2023(令和5)年3月 『大乗』「親鸞聖人いまさずは』

 西本願寺より発行される『大乗』の親鸞聖人御誕生850年・立教開宗800年慶讃法要記念エッセイ「親鸞聖人いまさずは」に、掲載されたものです。昨年末に続いての原稿依頼。こんなことはもうないでしょうから、楽しんで書きました。




 

 突然ですが、問題です。昨年生まれた男の子の名前に、一番多く使われた漢字は何でしょう。答えは「翔」です。鳥が羽を広げ、空を飛ぶ様子を表すこの漢字。空を高く飛ぶように自由に生きて欲しいと願う、親の思いが感じられます。ちなみにここ三十年、必ず上位に入る漢字だとか。大谷翔平、櫻井翔…、有名人にもよく見かけます。

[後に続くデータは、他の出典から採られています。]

PR #685, opened 2024-06-23
Align the entry read and lag rules of the consumer group

artikell:
In xinfo, `entry-read` is not calculated in real-time, but `lag` is calculated in real-time, resulting in many combinations of lag and entry read relationships.

After all data is read, the rule of `entries-read + lag = entries-added` will be followed.

Therefore, the current PR guarantees that the results of `xinfo` command always follow the `entries-read + lag = entries-added` rule.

 ここで、第二問です。スキージャンプ競技の選手は、驚くほど高く遠くへ飛び上ります。なぜ、あんなに飛ぶことができるのでしょうか。もちろん飛ぶ技術は必要です。でもそれ以上に重要なのは、落ちた時どうするか、どう転ぶかという技術でしょう。落ち方を知らなければ、飛ぶ練習さえできません。スキーを始める時にまず学ぶのは転び方ですし、柔道も受け身から。落ちたら終わりなら、高く飛ぶことはできないのです。安心して失敗できるから、安心して飛ぶことができる。ところが、「高く飛んで欲しい」と願う親が多いのにも関わらず、若い人の多くが失敗を恐れているようなのです。

 それでは、第三問。若い人が失敗を恐れるのは、なぜでしょう。答えは簡単、大人が失敗することを恐れ、転んでもまた立ち上る姿を見せていないからです。失敗すると叩かれる。イメージが固定化され、いつまでも見下される。SNSやインターネットがそこに拍車をかける。だから弱みを見せられない。失敗を認めることもできない。そんな傾向の強い社会になっているから、大人たちも失敗を恐れている。私自身、この空気をヒシヒシと感じています。

 しかし、失敗を通してこそ知らされることがあるのです。自分の小ささ、世界の広さへの気づき。それまでの頑なな価値観が壊され、視界が開ける感動。何より、受け止め支えてくださる世界があることは、落ちてみないとわかりません。

 「落ちて着くから落ち着く≠フだ」と喝破した先達がありました。落ちて、受け止められる世界と出遇い、地に足が着く。落ち着いて、人生を歩むことができる。そこから飛び立つことも、深めることもできる。そんな確かな生き様を示す人がいれば、若い人たちも、いや私たちも安心して失敗し、また立ち上ることができるのではないでしょうか。

 私にとって親鸞聖人とは、そんな後ろ姿を示してくださる方でした。必ず救うと誓われた阿弥陀如来の本願に、しっかりと足が着くからこそ、自分の弱さや愚かさと向き合える。人生を、確かな安心感の中に歩むことができる。聖人の生き様が、私の人生に落ち着きを与えてくださるのです。

 私は最近、若い人たちに会うと「若いうちに失敗して、転び方、立ち上り方を練習しておいた方がいいよ。歳をとって初めて転ぶと、ダメージが大きいから。僕はいっぱい失敗してきたおかげで、対応能力が上ったし、学びも多いよ」と話しています。「そんなこと初めて聞いた」といった顔をした後、みんな嬉しそうに笑ってくれるのです。